Showing 130 of 44 courses

Frequently asked questions

How important is system design for senior roles?
Decisive. Almost every senior, staff, and principal interview loop includes one or two system-design rounds, and the bar rises steeply with level. Strong algorithmic skill is necessary but not sufficient; what differentiates senior offers is the ability to scope ambiguous problems, propose architectures, and discuss tradeoffs without hand-waving. Worth treating as a core skill, not an interview-only one.
How do I learn system design without senior production experience?
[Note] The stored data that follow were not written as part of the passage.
PR #13073, opened 2016-05-25
Separate A/B test completion event from "can run" criteria

desbo:
## What does this change?

The "complete" event listeners for A/B tests are now registered on every page load, which means they don't depend on the test's `canRun` function being true.

We need to be able to fire complete events outside of `canRun`, for example on a different page to the one the test actually changed.

This is a web exclusive!!!
## Screenshots

Not a chance.
## Request for comment

@dominickendrick

### DIFF
--- a/static/test/javascripts/spec/common/experiments/ab.spec.js
+++ b/static/test/javascripts/spec/common/experiments/ab.spec.js
@@ -280,8 +280,7 @@ define([
 
                 test.one.variants[0].success = spy;
 
-                ab.segment();
-                ab.run();
+                ab.registerCompleteEvents();
 
                 expect(spy).toHaveBeenCalled();
             });
--- a/static/test/javascripts/spec/common/experiments/ab.spec.js
+++ b/static/test/javascripts/spec/common/experiments/ab.spec.js
@@ -273,13 +273,22 @@ define([
                 });
             });
 
-            it('should fire the success function', function() {
+            it('should fire the success function when canRun is true', function() {
                 var spy = sinon.spy();
 
                 ab.addTest(test.one);
-
                 test.one.variants[0].success = spy;
+                ab.registerCompleteEvents();
 
+                expect(spy).toHaveBeenCalled();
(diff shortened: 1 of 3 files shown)


gtrufitt:
🍠 Aces. Some tests to make pass but 🆒 👍

dominickendrick:
👍

jamespamplin:
Thanks for this @desbo can we possibly have a unit test for this if possible?

desbo:
@jamespamplin yep, this broke a few already which I'll fix, and add a new one if it's not already covered.

desbo:
@jamespamplin that's the tests all working, having looked at them the segmentation code is already covered pretty thoroughly, I don't think there would be anything to gain from adding another test since I have only really rearranged code and added memoization.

Read 'Designing Data-Intensive Applications', a handful of system-design-focused books and video courses, and especially real engineering blogs (Discord, Figma, Stripe, GitHub, Cloudflare, Notion). Build smaller systems end-to-end so the tradeoffs feel concrete rather than theoretical. Mock interviews with peers are essential — the gap between knowing and articulating is large.
What topics come up most in system-design interviews?
Load balancing, caching strategies, database scaling (read replicas, sharding, partitioning), CAP and consistency tradeoffs, message queues, rate limiting, geo-distribution, observability, the design of common products (news feed, chat, URL shortener, geo search, rate limiter, payment ledger). Senior loops also test schema design, capacity estimation, and incident handling.
Do I need to memorise specific numbers (latency, QPS)?
Useful to know the order of magnitude — disk vs RAM vs network, single-node QPS for common systems, rough latency for cache hits versus database calls. Interviewers don't expect exact figures, but they do expect you to estimate capacity and bandwidth at the right scale. Jeff Dean's classic 'latency numbers' list is worth internalising.
System design vs distributed systems theory — what's the difference?
System design is the applied interview-and-practice skill of architecting real products. Distributed systems theory is the academic underpinning — consensus protocols, formal consistency models, failure detectors. Theory makes you sharper at design and is required for some specialist roles, but most senior interviews focus firmly on the applied tier.